Shortly after, our legal team began work challenging this reckless approval with one of the local groups on the ground fighting the project, Berkshire Environmental Action Team, which has been documenting how this new source of air pollution will devastate local communities that are already overburdened with unhealthy air.

Our goal is simple: Make FERC factor in climate change in its permitting decisions, since they are ignoring legal requirements and court orders to do so.

Getting FERC To Follow The Law And Consider Climate Change In Its Decisions

In a 2017 decision, the U.S. Court of Appeals for D.C. Circuit ordered FERC to meaningfully consider the ‘downstream’ greenhouse gas emissions of pipeline projects — essentially the combustion activities associated with fossil fuel gas facilitated by these pipelines. This makes perfect sense: new gas pipelines and compressor stations are built specifically to facilitate new emissions, or to deliver products that will be used to manufacture plastics, and federal law requires agencies to look at the indirect impacts of the projects that they permit.

FERC has devised a loophole to get out of that requirement. The commission’s current policy, spearheaded by former Mitch McConnell protégé Chairman Neil Chattterjee, is to claim that these climate impacts are inherently unforeseeable, and thus dismissable, rendering the climate impacts of gas infrastructure as effectively nil. Instead, FERC merely counts the emissions created by the construction of a project — the trucks used to install pipelines and the emissions from running compressor units, but not the broader fossil gas systems that these pipeline projects are meant to expand. This allows the commission to place a massive thumb on the regulatory scale in favor of the fossil fuel industry by disregarding the most consequential environmental issue of our time. 

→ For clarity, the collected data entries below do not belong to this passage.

PR #384, opened 2022-03-11
Fixes CV split bug in SelectByShuffling 

### LINKED ISSUE #383: Wrong reference for SelectByShuffling
If I am right, the calculation of the "scorer" between the unshuffled and the shuffled data set is not fair. 

The initial model performance is computed on the test set only:

```
# store initial model performance
self.initial_model_performance_ = model["test_score"].mean()
```

while the shuffled performance is computed on the full (shuffled) data set

```
# determine the performance with the shuffled feature
performance = np.mean(
            [scorer(m, X_shuffled, y) for m in model["estimator"]]
)
```

This leads to negative values for the performance drift 
```
performance_drift = self.initial_model_performance_ - performance
```

A mapping of CV model to the fold used for test could be a solution.

gverbock:
closes #383 
@solegalli I started working on it.


solegalli:
I made a small change to the class you are working on, and also fixed some of the tests that are failing. 

You may want to fetch and rebase the changes :)

feature_engine/selection/shuffle_features.py
```diff
@@ -169,6 +170,8 @@ def fit(self, X: pd.DataFrame, y: pd.Series):
 
         if isinstance(y, pd.Series):
             y = y.reset_index(drop=True)
+        else:
```
solegalli, line 173: if y is a pd.Series already, why do we need to re-assign?

solegalli (commented):
Nice one with the `check_cv`. I wasn't aware of this function.

Let me know when the tests are finished.

I am aware that the tests failing in the `get_feature_names` branch is a road blocker. So I am working on that as we speak. And hope to have it ready by Wednesday.

Thank you for the contribution!

feature_engine/selection/shuffle_features.py
gverbock: I must say that I am a bit puzzled by this one. My reasoning was: if there is a condition on y being and pd.Series then y could in some cases also not be a Series. Because I make a selection using `.iloc` I though of forcing y to be a pd.Series.
However when I do that it the unit tests fails and throw an error I cannot reproduce on my development notebook. I now removed it but I must say I am not 100% confident this is the right choice.

feature_engine/selection/shuffle_features.py
```diff
@@ -211,7 +217,10 @@ def fit(self, X: pd.DataFrame, y: pd.Series):
 
             # determine the performance with the shuffled feature
             performance = np.mean(
-                [scorer(m, X_shuffled, y) for m in model["estimator"]]
+                [
+                    scorer(m, X_shuffled.iloc[idx], y.iloc[idx])
+                    for m, idx in zip(model["estimator"], validation_indices)
```
solegalli, line 222: nice one with zip. This is a method that I should use more :)

tests/test_selection/test_shuffle_features.py
```diff
@@ -41,11 +41,12 @@ def test_sel_with_default_parameters(df_test):
     pd.testing.assert_frame_equal(sel.transform(X), Xtransformed)
 
 
-def test_regression_cv_3_and_r2(load_diabetes_dataset):
+def test_regression_cv_3_and_r2(df_test, load_diabetes_dataset):
```
solegalli, line 44: I don't think we are using df_test here. Are you still working on the tests and I got ahead of my game? If so, apologies.

solegalli (commented):
Hi @gverbock 

thank you for the additional changes.

I remember that we had to reset the index of X to avoid problems when doing the cv. And because we reset the index of X, we then also had to reset y if it was a pd.Series.

If you think we can avoid resetting both indexes, please do improve the code.

I have now updated the `get_feature_names` branch enough for all tests to pass. So if you could rebase once last time, then, we should be able to see if the tests pass here as well and merge :)

Let me know when you are done with the changes, so i don't add annoying comments or questions if you are half way :)

Thank you!

tests/test_selection/test_shuffle_features.py
gverbock: That's true. This is a left over from a check. I'll remove it.

solegalli:
Thank you @gverbock !!

PR #390, opened 2022-03-16
improves select by target mean functionality

### LINKED ISSUE #227: expand tests selection by target mean performance
the tests available right now are a bit high level. It does not test internal functionality, for example, the calculation of the performances. It does not test threshold defaulting to None. And also, it does not test when we pass a subset of categories to the selector.

### LINKED ISSUE #238: Very URGENT: SelectByTargetMeanPerformance()  Value Error
This function throws the following

 **Value Error: Input contains NaN, infinity or a value too large ford type('float64').** None of these seem to be the case.

selector = SelectByTargetMeanPerformance(
    variables=categorical, # the variables to examine
    scoring='r2_score', # the metric to use for the performance evaluation
    threshold=0.1, # the minimum performance threshold for a variable to be selected
    cv=2, # the cross-validation fold
    random_state=0)

selector.fit(X_train, y_train)

Data:

[X_train.xlsx](https://github.com/solegalli/feature_engine/files/6142687/X_train.xlsx)
[y_train.xlsx](https://github.com/solegalli/feature_engine/files/6142688/y_train.xlsx)

Error Snapshot:

[error.pdf](https://github.com/solegalli/feature_engine/files/6142624/error.pdf)

### LINKED ISSUE #296: Improve SelectByTargetMeanPerformance functionality

solegalli:
closes #227 
closes #238 
closes #296 
closes #334 
closes #358 

FYI @Morgan-Sell 

I am bringing the changes in #358 to this new PR, made to the branch `get_feature_names` which has a lot of code improvements.

- [x] one last review to the code
- [x] update user guide for target mean selection 
- [x] build and revise documentation
- [ ] add user guide for target mean classifier and regressor?


solegalli:
@Morgan-Sell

If We Win, Climate Change Considerations Are Back In The Game

Winning this case would force FERC, the primary regulator of fossil gas for the world’s largest gas producing nation, to meaningfully consider the broader impacts of fossil fuel infrastructure development on the global climate. It would give vulnerable frontline communities a powerful new tool to stop the dirty energy projects that are making them sick. 

Right now, our organizers and allies are mostly focused on fighting these battles at the state and municipal levels, where permitting decisions can be directly influenced by pressuring lawmakers to step up to fight the climate crisis and environmental injustices. A victory here could force FERC to start protecting people and the planet — not the pockets of oil and gas executives.